Oder Höhenverstellbarer IPS mit 16:10 Seitenverhältnis: Dell U2412M LED-Monitor: LCD/TFT-Monitor Preisvergleich - Preise bei idealo.de


----------



## 5ch05ch0n3 (8. November 2012)

Hi, also ich muss zugeben das es ja ein recht komplexes Thema ist und man da schnell die Übersicht verliert.
Ich hab mich versucht damit zu befassen, bin jedoch irgendwann nciht mehr weitergekommen. 
Vor kurzem hab ich mir meine neue Hardware bestellt und musste feststellen das der Monitor ja auch wieder aktuell wird.

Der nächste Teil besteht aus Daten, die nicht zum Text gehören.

PR #2664, opened 2016-07-19
Fixes #2601

### LINKED ISSUE #2601: No such translation element for 'graders.problem'
Cannot do `t('graders.problem')` as it doesn't appear to exist. It would appear on line 35 of the graders view, as:

```<h3><%= t('graders.problem') %></h3>```

Easiest solution is to remove it, the proper solution probably is take groups.problem (the only one with a problem field defined) and make it a global 'problem', since the text for 'groups.problem' is:

```problem: "There was a problem..."```

WChrisK:
#2601


WChrisK:
I assume the failing test is not a by-product of these changes since it was just adding definitions to an unrelated file.

PR #2665, opened 2016-07-19
Fixed a few n+1 queries

WChrisK:
Sadly the last query is giving me a lot more trouble to do the 'rails way' than I thought, but the other n+1 queries have all been fixed that are caused by this controller.


app/helpers/peer_review_helper.rb
```diff
@@ -45,10 +43,13 @@ def create_map_group_id_to_name(reviewer_groups, reviewee_groups)
   # Returns a map of reviewer_id => num_of_reviews
   def create_map_number_of_reviews_for_reviewer(reviewer_groups)
     number_of_reviews_for_reviewer = {}
+
+    # TODO - [N+1 query] Optimize with: SELECT reviewer_id, COUNT(reviewer_id) FROM peer_reviews GROUP BY reviewer_id
```
WChrisK: Bothers me that I didn't get this one, I figured I'd leave a comment and come back to it in the future, or maybe implement it in raw SQL and then put a nice TODO next to it to be fixed later. I tried a lot of things to attempt to make this work, and rails fought me too hard... I'm not giving up on this but rather putting it as a 'to do later', though if you know a way to get the above query to work that would be awesome.

app/helpers/peer_review_helper.rb
```diff
@@ -8,8 +8,7 @@ def create_map_reviewee_to_reviewers(reviewer_groups, reviewee_groups)
     peer_review_map = Hash.new { |hash, key| hash[key] = [] }
     reviewee_groups.each { |reviewee| peer_review_map[reviewee['id']] }
 
-    peer_reviews = PeerReview.where(reviewer_id: reviewer_ids)
-    peer_reviews.each do |peer_review|
+    PeerReview.preload(:result).where(reviewer_id: reviewer_ids).each do |peer_review|
```
david-yz-liu: Generally use `includes`, not `preload`

app/helpers/peer_review_helper.rb
david-yz-liu: Do something like `number_of_reviews_for_reviewer = PeerReview.group(:reviewer_id).having(reviewer_id: reviewer_groups.map { |g| g['id'] }).count` (note that `count` returns a hash, I believe).

I've lost track of the type of `reviewer_groups`. If it's a plain dictionary you have to do `['id']`, otherwise you might be able to do `&:id` if it's an array of objects.

app/helpers/peer_review_helper.rb
```diff
@@ -8,8 +8,7 @@ def create_map_reviewee_to_reviewers(reviewer_groups, reviewee_groups)
     peer_review_map = Hash.new { |hash, key| hash[key] = [] }
     reviewee_groups.each { |reviewee| peer_review_map[reviewee['id']] }
 
-    peer_reviews = PeerReview.where(reviewer_id: reviewer_ids)
-    peer_reviews.each do |peer_review|
+    PeerReview.includes(:result).where(reviewer_id: reviewer_ids).each do |peer_review|
```
david-yz-liu: Hmmm, do you not also have to include the associatied submission and grouping? (Nested include.)

WChrisK: Added the required includes, and _wow_ this is insanely fast (probably as expected though).

app/helpers/peer_review_helper.rb
```diff
@@ -8,8 +8,9 @@ def create_map_reviewee_to_reviewers(reviewer_groups, reviewee_groups)
     peer_review_map = Hash.new { |hash, key| hash[key] = [] }
     reviewee_groups.each { |reviewee| peer_review_map[reviewee['id']] }
 
-    peer_reviews = PeerReview.where(reviewer_id: reviewer_ids)
-    peer_reviews.each do |peer_review|
+    PeerReview.includes(:reviewer)
```
david-yz-liu: I don't think you need the `reviewer` includes; you could actually do `peer_review.reviewer_id` below

PR #2666, opened 2016-07-20
Added criteria dropdown selection

WChrisK:


app/views/rubric_criteria/index.html.erb
```diff
@@ -18,15 +18,23 @@
   <div class='heading_buttons'>
     <%= link_to t('criteria.add_criterion'),
       'javascript:void(0);',
-      onclick: "if(document.getElementById('new_criterion') != null) {
+      onclick: "var criteriaSelectionText = jQuery('#marking-scheme-criteria-dropdown :selected').val();
+      if (criteriaSelectionText !== 'RubricCriterion' && criteriaSelectionText !== 'FlexibleCriterion') {
+        alert('Please select a criterion from the dropdown menu.');
```
WChrisK: Better way of doing this? Ex: Using a flash message (if so, is there an example from javascript somewhere I could use? I was looking for one but was unsuccessful so far).

WChrisK:
Since Christian is doing the work for making these work, I'm assuming FlexibleCriteria's index file will end up getting changed, and the code listed here will just become a single determiner for criteria. Therefore is there a need to also add this to the other index file?

GitGeminiano:
Chris, I will add it to both flexible and rubric :)

app/views/rubric_criteria/index.html.erb
```diff
@@ -18,15 +18,23 @@
...
       } else {
         jQuery.ajax({
           url: '" + new_assignment_criterion_path(@assignment) + "',
-          data: 'criterion_type=RubricCriterion',
+          data: 'criterion_type=' + criteriaSelectionText,
           type: 'GET'
         });
       } "%>
+    <select id="marking-scheme-criteria-dropdown">
+      <option value="">Select type:</option>
```
david-yz-liu: These strings should all be internationalized.

app/views/rubric_criteria/index.html.erb
```diff
@@ -18,15 +18,23 @@
...
+      onclick: "var criteriaSelectionText = jQuery('#marking-scheme-criteria-dropdown :selected').val();
+      if (criteriaSelectionText !== 'RubricCriterion' && criteriaSelectionText !== 'FlexibleCriterion') {
+        alert('Please select a criterion from the dropdown menu.');
+      } else if (document.getElementById('new_criterion') != null) {
         document.getElementById('new_criterion_prompt').focus();
       } else {
         jQuery.ajax({
           url: '" + new_assignment_criterion_path(@assignment) + "',
-          data: 'criterion_type=RubricCriterion',
+          data: 'criterion_type=' + criteriaSelectionText,
```
david-yz-liu: Please change the value of `data` to be an object (`{...}`) rather than a string.

app/views/rubric_criteria/index.html.erb
david-yz-liu: Eh, an alert is fine for now. This message should also be internationalized, though.

PR #2667, opened 2016-07-20
Unify results

GitGeminiano:
Hello everyone,

I deleted marking scheme checks  related to the results view and merged some of the views that shared common information between markers and students. Please have a look at it.

Regards,
Christian


app/controllers/results_controller.rb
```diff
@@ -59,8 +59,10 @@ def edit
     @first_file = @files.first
     @extra_marks_points = @result.extra_marks.points
     @extra_marks_percentage = @result.extra_marks.percentage
-    @marks_map = Hash.new
-    @old_marks_map = Hash.new
+    @flexible_marks_map = Hash.new
```
david-yz-liu: Don't make two different sets of variables. Anywhere you need to distinguish between the types in the views, just use the type of the first mark's criterion.

app/views/annotations/update_annotation.js.erb
```diff
@@ -1,7 +1,8 @@
 document.getElementById('annotation_summary_list').innerHTML =
-  '<%= escape_javascript(render partial: "results/marker/annotation_summary",
+  '<%= escape_javascript(render partial: "results/common/annotation_summary",
                                 locals: { annots: @annotations,
-                                          submission_file_id: @submission_file_id }) %>';
+                                          submission_file_id: @submission_file_id,
+                                          marker: true}) %>';
```
david-yz-liu: I only wanted you to combine the views related to the criteria types. Please revert all other changes you made.

david-yz-liu:
You need to merge the summary table into one view as well. Keep the headings "Score", "Weight", and "Grade" for now. Give the flexible criteria a "weight" of 1.

app/controllers/results_controller.rb
GitGeminiano: I made two sets because looking ahead we will need to show the marks in the summary pane for both flexible and rubric criteria. Flexible and rubric have different formats so we need to pass a list of flexible criteria to one partial and a list of rubric criteria to the other partial. Before we used to check for the marking_scheme type and either render the partial for flexible criteria or render the partial for rubric_criteria.

GitGeminiano: Also, if it seems like I am passing a lot of variables, I could use the fact that instance variables can be accessed directly anywhere down the road, but it is good practice to pass variables to partials.

app/views/annotations/update_annotation.js.erb
GitGeminiano: I will revert the changes where needed. Thanks.

app/controllers/results_controller.rb
GitGeminiano: I looked at your last comment. If we will make no distinction between flexible and rubric criteria in the summary pane, then I think I will no longer need these sets of variables. Thank you.

app/views/results/common/_annotations.js.erb
```diff
@@ -5,219 +5,186 @@
   var modal = null;
```
GitGeminiano: I will revert these changes.

app/assets/javascripts/Grader/marking.js
```diff
@@ -99,23 +101,23 @@ jQuery(document).ready(function() {
   // Handle the expand/collapse buttons
   jQuery('#expand_all').click(function() {
     jQuery('.mark_criterion_level_container').each(function() {
-      show_criterion(parseInt(this.getAttribute('data-id'), 10), jQuery(this).attr('data-scheme'));
```
david-yz-liu: @GitGeminiano I realized that `id` does not uniquely identify criteria, if we allow multiple types of criteria to appear. This means that `show_criterion` and `hide_criterion` need to have both an id and class passed in.

However, you do *not* need to have a new data attribute (`criterion-class`) to store this information. You should be able to use the existing (HTML) classes of the div themselves (either `mark_criterion_level_container` or the one for flexible criteria), and simply pass those into these functions, and do the corresponding search in `show_criterion` and `hide_criterion`.

app/views/results/_result_summary.html.erb
```diff
@@ -5,6 +5,11 @@
                        result: @result,
                        mark_criteria: @mark_criteria,
                        marks_map: @marks_map,
+                       old_marks_map: @old_marks_map,
+                       rubric_marks_map: @rubric_marks_map,
```
david-yz-liu: Didn't you remove these?

GitGeminiano: I did. I will delete these ones, too.

GitGeminiano:
I will add one more change to this pull request.

GitGeminiano:
One more styling change seems to be needed, so I will be pushing one more commit.

PR #2673, opened 2016-07-25
Random optimize

WChrisK:


Gemfile
```diff
@@ -15,7 +15,7 @@ gem 'ya2yaml'
 gem 'i18n'
 gem 'dynamic_form'
 gem 'exception_notification'
-gem 'activerecord-import'
+gem 'activerecord-import', '>= 0.2.0'
```
WChrisK: Do you think this is needed? The wiki said I should be using the latest version, however upon doing a gem upgrade... I don't recall it upgrading and it appeared to have used 0.10.0
Probably minor since this is working well regardless of the version currently.

app/helpers/random_assign_helper.rb
```diff
@@ -5,186 +5,234 @@ class UnableToRandomlyAssignGroupException < Exception
...
+    # Peer reviews require IDs to have been made, so they come last.
+    peer_reviews_reviewer_result.each do |prdata|
+      peer_review = PeerReview.new(reviewer: prdata[0], result: prdata[1])
+      peer_reviews << peer_review
+    end
 
-  def unlink_and_delete_previous_peer_review_assignment(peer_review, reviewee)
-    @reviewers_assigned_to[peer_review.reviewer.id].delete(reviewee.id)
-    peer_review.destroy
+    PeerReview.import peer_reviews, :validate => false
```
WChrisK: The good stuff is in the lines above. I think it looks a bit messy (since I'm making a pair out of an array, which I don't like doing as its cryptic, but this PR is to prove that it's working).

Gemfile
david-yz-liu: You can probably revert this change. We're using activerecord-import in a pretty limited way.

WChrisK:
In summary:

Working great, the speed is phenomenally faster, even faster than the original way it was done.
The algorithm I'm pretty sure is not right, it appears to be working fine now but I'm _very sure_ I saw a case where it didn't assign the distribution of students properly, and I think I know why. However, it's working 99.9% of the time (or rather, I've been unable to make the corner case that I swear I saw happened...)

app/helpers/random_assign_helper.rb
```diff
@@ -5,186 +5,234 @@ class UnableToRandomlyAssignGroupException < Exception
...
+
+      result = Result.new(submission: reviewee.current_submission_used,
+                          marking_state: Result::MARKING_STATES[:incomplete])
+      results << result
+      assignment_criteria.each { |criterion| marks << criterion.marks.new(result: result) }
+      peer_reviews_reviewer_result << [reviewer, result]
+    end
+
+    Result.import results, :validate => false
+    Mark.import marks, :validate => false
```
WChrisK: Note: I will change the `=>` symbols to something more newer if I can do something like `validate: false`

app/helpers/random_assign_helper.rb
```diff
@@ -5,186 +5,234 @@ class UnableToRandomlyAssignGroupException < Exception
...
-      end
+    unmark_reviewer_assignment(prev_index)
+    swap_indices(@shuffled_reviewees, prev_index, shuffle_index)
+    mark_reviewer_assigned_to(prev_reviewer_id, @shuffled_reviewees[prev_index], prev_index)
+    mark_reviewer_assigned_to(reviewer_id, @shuffled_reviewees[shuffle_index], shuffle_index)
+  end
 
-      perform_group_exchange(reviewer, shuffle_index, next_index)
-      return
+  def attempt_assign_backwards(reviewer_id, shuffle_index)
```
david-yz-liu: I don't know why you went back to doing this.

WChrisK: That was me trying to skip out on using the modulus and seeing if there was a performance boost (I don't think there was or it was negligible, this is probably what I get for spending a large chunk of my free time reading assembly optimizations).
This would be converted back, but was just done as a test to see if it helped at all.

app/helpers/random_assign_helper.rb
```diff
@@ -92,38 +96,32 @@ def generate_group_to_students_map(group_id_list)
...
-
-    if groups_share_students?(reviewer_id, reviewee_id)
-      # If they do overlap with students, then we know they are never eligible
-      # again, so we should then remember these cannot be assigned to each other.
-      @reviewers_already_assigned_to[reviewer_id].add(reviewee_id)
-      return false
-    end
-
-    true
+    !(is_reviewer_assigned_to?(reviewer_id, reviewee_id) || groups_share_students?(reviewer_id, reviewee_id))
```
WChrisK: I decided to change the above since after going over it, I realized that it's technically misleading to store it in `@reviewers_already_assigned_to` when it's not actually assigned to. I also figure that the amount of times `group_share_students(...)` is called should not be that taxing (or if it is, then a change can be made to either revert this, or put it in a set of groups that do not match and update the logic accordingly which probably would be the more clearer option).
If you want, I could add in the last option.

Leider kann ich mich nicht dazu äußern wie anfällig ich für die Schlieren/Korona bin, kann ich das rausfinden?

Jedoch hab ich auch schon an den BenQ XL2420T wegen der 120hz zum zocken gedacht, alle die einen 120hz haben äußern sich sehr positiv darüber.
Wie ist es jetzt wenn ich doch mal Bild- und Vidiobearbeitung betreibe auf dem benq?
Ist die Graka ok oder sollte ich da eine andere in Erwägung ziehen?

Danke für die Vorschläge


----------



## Painkiller (8. November 2012)

> Wie ist es jetzt wenn ich doch mal Bild- und Vidiobearbeitung betreibe auf dem benq?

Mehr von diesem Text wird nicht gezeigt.